Optimization of conditions for an enhancement of thermal conductivity and minimization of viscosity of ethylene glycol based Fe3O4 nanofluid

•Measurement of thermal conductivity and viscosity of Fe3O4/EG nanofluid.•Experiments are undertaken for diff. concentration, temperature, sonication time.•Parameters are optimized for minimum viscosity and maximum thermal conductivity.•RSM is employed to evaluate linear, quadratic and interactive effects.•Statistical models are developed for viscosity and thermal conductivity.

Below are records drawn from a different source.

PR #162, opened 2020-01-19
Fix distinct set collector

beatngu13:
A typo was introduced during refactoring (73d1d26) that caused the combiner to not work properly.

This PR adds a bunch of tests (ff16e46), fixes the aforementioned issue (6a90863) and does some refactoring (c30ae03 and 400983e).

Proposed commit message:

```
Fix distinct set collector

[As above, but without commit references.]

PR: 162
```

---

### DIFF
--- a/src/test/java/org/junitpioneer/jupiter/UtilsTest.java
+++ b/src/test/java/org/junitpioneer/jupiter/UtilsTest.java
@@ -85,7 +85,7 @@ class UtilsTest {
 
 			BinaryOperator<Set<Object>> combiner = collector.combiner();
 
-			assertThat(combiner.apply(left, right)).containsExactly(leftElement, rightElement);
+			assertThat(combiner.apply(left, right)).containsExactlyInAnyOrder(leftElement, rightElement);
 		}
 
 		@Test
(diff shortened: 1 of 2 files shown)


src/test/java/org/junitpioneer/jupiter/UtilsTest.java
```diff
@@ -0,0 +1,109 @@
...
+		void setUp() throws Exception {
+			collector = Utils.distinctToSet();
+		}
+
+		@Test
+		@DisplayName("should use hash set")
+		void supplierShouldUseHashSet() throws Exception {
+			Supplier<Set<Object>> supplier = collector.supplier();
+
+			assertThat(supplier.get()).isInstanceOf(HashSet.class);
```
nicolaiparlog: Do you think we should really verify that it's a `HashSet` - any other implementation should be fine as well, right?

nicolaiparlog:
Also: I'm very embarrassed. #shameonme

src/test/java/org/junitpioneer/jupiter/UtilsTest.java
beatngu13: Yes, another implementation would do the job too. I just thought it would make sense to specify the current implementation as part of the tests. Feel free to delete the test case.

nicolaiparlog: I'll do that then. :)

nicolaiparlog:
Good work, thanks! :+1:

Present study deals with experimental measurement of thermal conductivity and viscosity of Fe3O4 ethylene glycol nanofluid and multi-response optimization of conditions for maximum thermal conductivity and minimum viscosity of nanofluid. The thermal conductivity and viscosity were measured at 0.2, 0.5 and 0.8 vol% of concentration, 20, 50 and 80 °C temperature and 1, 2.5 and 4 h of ultrasonication time. Response surface methodology was employed to evaluate linear, quadratic and interactive effects of response variables. The multi response optimization yields the conditions: concentration 0.8 vol%, temperature 80 °C and ultrasonication time of 3.6 h. The optimum values of thermal conductivity and viscosity were 0.702 W/m K and 3.14 mPa s respectively and experimental values of thermal conductivity and viscosity were 0.694 W/m K and 3.10 mPa s with composite desirability (D) equal to 0.993.